Review of doubled haploid production in durum and common wheat through wheat x maize hybridization

Authors: Niu, Zhixia; JIANG, AIXIANG - Vanderbilt University; ABUHAMMAD, WESAM - North Dakota State University; OLADZADABBASABADI, ATENA - North Dakota State University; Xu, Steven; MERGOUM, MOHAMED - North Dakota State University; ELIAS, ELIAS - North Dakota State University

Submitted to: Plant Breeding
Publication Type: Peer Reviewed Journal
Publication Acceptance Date: 12/21/2013
Publication Date: 2/14/2014
Citation: Niu, Z., Jiang, A., Abu Hammad, W., Oladzadabbasabadi, A., Xu, S.S., Mergoum, M., Elias, E.M. 2014. Review of doubled haploid production in durum and common wheat through wheat x maize hybridization. Plant Breeding. 133:313-320.

Interpretive Summary: A haploid is an individual with a single gene set formed from a pollen or egg cell while a doubled haploid (DH) is an individual having two gene sets produced when the chromosomes of haploid plants are doubled. Thus, DH plants have complete homozygosity (i.e. the two gene sets are exactly identical). Because the development of DHs from hybrid plants achieves homozygosity in one generation, DH production has become an important methodology to accelerate both breeding and development of mapping populations in crops. The DH production procedure includes two major steps: haploid induction and chromosome doubling. Chromosome doubling of haploid plants has been routinely performed using colchicine, a chemical that disrupts cell division. However, success and efficiency of haploid induction plays the decisive role in successful DH production. In durum and common wheat, haploids can be produced from pollen cells by anther (i.e. pollen-bearing part of flower) culture or by wide hybridization. In recent years, wide hybridization between wheat and maize has become the main approach for haploid production in wheat. Numerous wheat cultivars and mapping populations have been developed using wheat-maize hybridization. In this paper, we review the procedures of DH production of durum and common wheat via wide hybridization with maize, the factors which affect the efficiency of DH production and the mechanism of selective elimination of the maize chromosomes during the early development of the hybrid embryos.

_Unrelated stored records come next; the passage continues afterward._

PR #1311, opened 2021-04-13
RD-1758 / RD-1764 - Allow auto-completion and adding custom values in DynamicDropdown & update related dropdowns

qooban:
`DynamicDropdown` did not have support for auto-completion (by that I mean refetching the dropdown data using `_search` query parameter). The only case for which we had auto-completion working were labels components: `KeyDropdown` and `ValueDropdown`. The second missing thing is that `DynamicDropdown` did not provide support for allowing custom values additions, which is necessary in case of filter rules value inputs having auto-completion on.

### Changes
* Added support for auto-completion in `DynamicDropdown`
  * created custom hook `useFetchTrigger` to encapsulate triggering delayed fetch
  * refactored using `searchQuery` in `DynamicDropdown`
  * Updated `KeyDropdown` and `ValueDropdown` components to use it
* Added support for allowing custom values addition in `DynamicDropdown`
  * Added `allowAdditions` support in `DynamicDropdown` 
  * Updated `AttributeValueInput` component accordingly
  * Removed `allowKnownOnly` prop and added `allowAdditions` prop to label dropdowns

### Video

https://user-images.githubusercontent.com/5202105/115511828-96d5b180-a281-11eb-8d4d-2846408c0649.mp4

### TODO
* `DynamicDropdown` tests for auto-completion and custom values additions (will be part of https://github.com/cloudify-cosmo/cloudify-stage/pull/1313 )


widgets/common/src/DynamicDropdown.jsx
```diff
@@ -99,10 +107,17 @@ export default function DynamicDropdown({
         }
     }, [value]);
 
+    const delayMs = 500;
+    const delayedSetShouldLoadMore = useCallback(
+        _.debounce(() => {
```
Gelio, line 112: Optional:

We're already importing from `lodash`, so we could also import `debouce` from there and not use the global variable :smile:

widgets/common/src/DynamicDropdown.jsx
```diff
@@ -76,9 +84,9 @@ export default function DynamicDropdown({
     }
 
     function refreshData() {
-        setOverrideOptionsAfterFetch();
-        setHasMore(true);
+        if (!multiple) setOverrideOptionsAfterFetch();
```
Gelio, line 87: What's the reason we want to only do it for a single item selection? :thinking:

Gelio (commented):
I don't fully fathom the PR :smile: Is the main change moving the denounce logic to `DynamicDropdown` and including `_search` in the query parameters?

widgets/common/src/DynamicDropdown.jsx
qooban: Yep, I'll change that.

qooban:
> Is the main change moving the denounce logic to DynamicDropdown and including _search in the query parameters?

Yes, that is main change. 
Change consequences:
1. Add auto-completion to all uses of `DynamicDropdown` which IMHO is big gain
2. Allow out-of-the-box auto-completion support for multiple selection in case of labels

widgets/common/src/DynamicDropdown.jsx
qooban: Looks like it is not needed anymore (after moving auto-completion to `DynamicDropdown`). It was used before by label's dropdowns only. Removed `overrideOptionsAfterFetch` state variable.

widgets/common/src/DeployBlueprintModal.jsx
```diff
@@ -203,7 +203,7 @@ class DeployBlueprintModal extends React.Component {
 
     selectBlueprint(id) {
         if (!_.isEmpty(id)) {
-            this.setState({ loading: true, loadingMessage: t('deploymentInputs.loading') });
+            this.setState({ loading: true, loadingMessage: t('inputs.deploymentInputs.loading') });
```
qooban, line 206: When running `filter_spec` test (which uses extensively `DynamicDropdown` components) I found that one, so fixed it.

widgets/common/src/DynamicDropdown.jsx
```diff
@@ -1,10 +1,38 @@
...
 import './DynamicDropdown.css';
 
 let instanceCount = 0;
 
+/**
+ * Creates two `useUpdateEffect` hooks, one calls fetchTrigger with debouncing
+ * on delayedFetchDeps change and the second calls immediately fetchTrigger
+ * on immediateFetchDeps change
+ *
+ * @param {function(immediateFetch: boolean)} fetchTrigger function to be called to trigger data fetching
```
qooban, line 15: I used JSDoc notation to make it work in WebStorm. I now that in TS we can do it differently.

widgets/common/src/DynamicDropdown.jsx
```diff
@@ -41,14 +70,19 @@ export default function DynamicDropdown({
     const [isLoading, setLoading] = useState(false);
     const [overrideOptionsAfterFetch, setOverrideOptionsAfterFetch, resetOverrideOptionsAfterFetch] = useBoolean();
 
-    function unsetLoadingAndShouldLoadMore() {
-        setLoading(false);
-        setShouldLoadMore(false);
```
qooban, line 46: It was just moved below, closer to the actual use, inside `loadMore` function.

widgets/common/src/DynamicDropdown.jsx
```diff
@@ -57,30 +91,29 @@ export default function DynamicDropdown({
...
-                .finally(unsetLoadingAndShouldLoadMore);
+                .finally(onFetchFinished);
         } else {
             const nextPage = currentPage + 1;
 
             toolbox
                 .getManager()
-                .doGet(fetchUrl, { _sort: valueProp, _size: pageSize, _offset: nextPage * pageSize })
+                .doGet(fetchUrl, {
+                    _search: searchQuery,
```
qooban, line 101: I'm not sure, maybe we should expose a prop in `DynamicDropdown` and let user decide if he wants to use auto-completion? And not do that for all cases?

widgets/common/src/DynamicDropdown.jsx
```diff
@@ -99,10 +132,15 @@ export default function DynamicDropdown({
         }
     }, [value]);
 
-    useUpdateEffect(() => {
-        refreshData();
-        setShouldLoadMore(true);
-    }, [fetchUrl]);
+    useFetchTrigger(
+        resetOptions => {
+            if (resetOptions) setOverrideOptionsAfterFetch();
```
qooban, line 137: I had to revert `setOverrideOptionsAfterFetch` (which I removed few commits ago). It make sense to override options in case of `fetchUrl` change.

qooban:
System tests: https://jenkins.cloudify.co/view/UI%20Health%20View/job/Stage-UI-System-Test/479

qooban:
All the planned functional changes are in right now, so I don't expect much extension apart from Cypress test updates.

Gelio:
Thanks for the notification, I'll review the PR tomorrow :slightly_smiling_face:

kubama (approved):
I found nothing I'd like to comment, looks good to me so I'm approving 👍.

widgets/common/src/DynamicDropdown.jsx
```diff
@@ -27,82 +58,110 @@ export default function DynamicDropdown({
...
+            const optionsToAdd = [];
             _.castArray(value).forEach(singleValue => {
                 if (!_.find(options, { [valueProp]: singleValue })) {
-                    setOptions([{ [valueProp]: singleValue, implicit: true }, ...options]);
+                    optionsToAdd.push({ [valueProp]: singleValue, implicit: true });
                 }
             });
+            if (optionsToAdd.length > 0) {
+                setOptions([...optionsToAdd, ...options]);
+            }
```
qooban, line 153: This is a bug-fix. Implicit options addition was not working properly for dropdowns configured to handle multiple values.

widgets/common/src/DynamicDropdown.jsx
```diff
@@ -1,14 +1,44 @@
...
+const defaultFetchState = { hasMore: true, currentPage: -1, shouldLoadMore: false };
+
+/**
+ * Creates two `useUpdateEffect` hooks to call `fetchTrigger` function with debouncing.
+ * First hook calls `fetchTrigger` with `reset` argument set to false on `withoutResetFetchDeps` change.
+ * The second calls `fetchTrigger` with `reset` argument set to true on `withResetFetchDeps` change
+ *
+ * @param {function(reset: boolean)} fetchTrigger function to be called to trigger data fetching
+ * @param {React.DependencyList} withoutResetFetchDeps list of dependencies for delayed fetch without reset
+ * @param {React.DependencyList} withResetFetchDeps list of dependencies for delayed fetch with reset
```
Gelio, line 18: Nice idea adding the types at least in JSDoc :slightly_smiling_face: 

Optional:

Instead of providing the types in JSDoc, we could convert the file to TS, and add `@ts-nocheck` on the top, so we can use TS in this file. This would also allow registering the component in `Stage.Common` namespace :smile:

widgets/common/src/DynamicDropdown.jsx
```diff
@@ -1,14 +1,44 @@
...
 
 let instanceCount = 0;
+const defaultFetchState = { hasMore: true, currentPage: -1, shouldLoadMore: false };
+
+/**
+ * Creates two `useUpdateEffect` hooks to call `fetchTrigger` function with debouncing.
+ * First hook calls `fetchTrigger` with `reset` argument set to false on `withoutResetFetchDeps` change.
+ * The second calls `fetchTrigger` with `reset` argument set to true on `withResetFetchDeps` change
+ *
+ * @param {function(reset: boolean)} fetchTrigger function to be called to trigger data fetching
```
Gelio, line 16: I'm not sure what's this syntax. I've never seen it :smile: Can you tell me what it is?

I've always used TS-compatible syntax in JSDoc

```suggestion
 * @param {(reset: boolean) => void} fetchTrigger function to be called to trigger data fetching
```

widgets/common/src/DynamicDropdown.jsx
```diff
@@ -1,14 +1,44 @@
...
+ * @param {React.DependencyList} withoutResetFetchDeps list of dependencies for delayed fetch without reset
+ * @param {React.DependencyList} withResetFetchDeps list of dependencies for delayed fetch with reset
+ */
+function useFetchTrigger(fetchTrigger, withoutResetFetchDeps, withResetFetchDeps) {
+    const { useUpdateEffect } = Stage.Hooks;
+    const delayMs = 500;
+    const delayedFetchTrigger = useCallback(
+        debounce(reset => fetchTrigger(reset), delayMs),
+        []
```
Gelio, line 25: `fetchTrigger` should probably appear in the dependency list :slightly_smiling_face: Ohterwise, we'll be calling the initial `fetchTrigger` function even it it changes during the life of the component :slightly_smiling_face: 

IMO this requires a bit more logic.
1. We should probably use `useRef` to always have the handle to the latest `delayedFetchTrigger` function inside `useUpdateEffect`s, when the function changes
2. If the `fetchTrigger` function is changed, which function should be called? Should we still call the old function, or the new one? This is an open question, I don't know :smile:

widgets/common/src/DynamicDropdown.jsx
```diff
@@ -1,14 +1,44 @@
...
 import VisibilitySensor from 'react-visibility-sensor';
 import './DynamicDropdown.css';
 
 let instanceCount = 0;
+const defaultFetchState = { hasMore: true, currentPage: -1, shouldLoadMore: false };
+
+/**
+ * Creates two `useUpdateEffect` hooks to call `fetchTrigger` function with debouncing.
+ * First hook calls `fetchTrigger` with `reset` argument set to false on `withoutResetFetchDeps` change.
+ * The second calls `fetchTrigger` with `reset` argument set to true on `withResetFetchDeps` change
```
Gelio, line 14: Isn't it the implementation described in a comment :smile: ? I see a risk in it becoming outdated, and also the readers have to read the code twice and see if the implementation matches the comment :slightly_smiling_face:

IMO we could remove this description :slightly_smiling_face:

Gelio: Alternatively, you could explain what _reset_ means, because just by reading the hook's code, I did not get its purpose :thinking:

widgets/common/src/DynamicDropdown.jsx
```diff
@@ -1,14 +1,44 @@
...
+ *
+ * @param {function(reset: boolean)} fetchTrigger function to be called to trigger data fetching
+ * @param {React.DependencyList} withoutResetFetchDeps list of dependencies for delayed fetch without reset
+ * @param {React.DependencyList} withResetFetchDeps list of dependencies for delayed fetch with reset
+ */
+function useFetchTrigger(fetchTrigger, withoutResetFetchDeps, withResetFetchDeps) {
+    const { useUpdateEffect } = Stage.Hooks;
+    const delayMs = 500;
+    const delayedFetchTrigger = useCallback(
+        debounce(reset => fetchTrigger(reset), delayMs),
```
Gelio, line 24: Optional:

Boolean parameters are confusing to me and IMO make the API harder to read :slightly_smiling_face: Just by reading the code, we have to trust that `false` means `reset`.

I suggest refactoring it to an object, which has a boolean property. This way there is an explicit contract and less knowledge required when using the hook

```suggestion
        debounce(reset => fetchTrigger({ reset }), delayMs),
```

or

```suggestion
        debounce(reset => fetchTrigger({ shouldReset : reset }), delayMs),
```

widgets/common/src/DynamicDropdown.jsx
Gelio: If auto-completion should work for all cases at the moment, then IMO we can go the easy route and not implement unnecessary options :smile: We could always add it later :slightly_smiling_face:

widgets/common/src/DynamicDropdown.jsx
```diff
@@ -1,14 +1,44 @@
...
+    useUpdateEffect(() => {
+        delayedFetchTrigger(true);
+    }, withResetFetchDeps);
+}
 
 export default function DynamicDropdown({
     fetchUrl,
     onChange,
     toolbox,
+    allowAdditions = false,
```
Gelio, line 41: General:

I'm not certain about the name of the prop. I understand it matches the Semantic's `Dropdown`, yet I find it slightly confusing. When using a `DynamicDropdown`, it fetches data from the network. Seeing `allowAdditions` on it leads me to think that it will somehow create new entities in the API, which is (as far as I checked) not the case :smile: 

Thus, I would encourage revisiting the name of the prop. `onlyKnownValues` that we used for labels make more sense to me here :slightly_smiling_face: Other suggestions are also welcome

widgets/common/src/DynamicDropdown.jsx
```diff
@@ -27,82 +58,110 @@ export default function DynamicDropdown({
...
+    const { useBoolean, useEventListener } = Stage.Hooks;
 
     const [id] = useState(() => {
         instanceCount += 1;
         return `dynamicDropdown${instanceCount}`;
     });
     const [options, setOptions] = useState([]);
-    const [hasMore, setHasMore] = useState(true);
-    const [currentPage, setCurrentPage] = useState(-1);
+    const [fetchState, setFetchState] = useState({ ...defaultFetchState, shouldLoadMore: prefetch });
```
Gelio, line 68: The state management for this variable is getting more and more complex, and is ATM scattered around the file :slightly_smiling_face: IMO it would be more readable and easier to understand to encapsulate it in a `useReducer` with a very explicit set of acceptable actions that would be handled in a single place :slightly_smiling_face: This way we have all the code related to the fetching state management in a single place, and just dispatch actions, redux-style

We also report a highly efficient protocol for DH production in durum and common wheat, which was established based on the optimal conditions for each of the factors that affect the efficiency of DH production. This protocol has been used to develop over 3,000 DH lines belonging to 12 large mapping populations in durum and common wheat in our wheat germplasm enhancement and durum breeding programs.

Technical Abstract: Production of doubled haploids (DHs) is an important methodology to speed up the process of breeding and development of mapping populations in crops. The procedure for DH production includes two major steps: haploid induction and chromosome doubling. Chromosome doubling of haploid plants has been routinely performed using colchicine. However, success and efficiency of haploid induction play the decisive role in using the DH method to breed and develop mapping populations in many crop species. In durum and common wheat, haploids can be produced in vivo by chromosome elimination after wide hybridization or in vitro by androgenesis (anther and microspore culture). In recent years, wide hybridization between wheat and maize has become a main approach for haploid production in wheat. In this method, the maize chromosomes are completely eliminated during the early development of the hybrid seeds after wheat spikes were pollinated with maize pollen. Numerous wheat cultivars and mapping populations have been developed using wheat-maize hybridization. In this paper, we review the procedures of DH production of durum and common wheat via wide hybridization with maize, the factors which affect the efficiency of DH production, and the mechanism of selective elimination of the maize genome during the early development of the hybrid embryos. We also report a highly efficient protocol for DH production in durum and common wheat, which was established based on the optimal conditions for each of the factors that affect the efficiency of DH production. This protocol has been used to develop over 3,000 DH lines belonging to 12 large mapping populations in durum and common wheat in our wheat germplasm enhancement and durum breeding programs.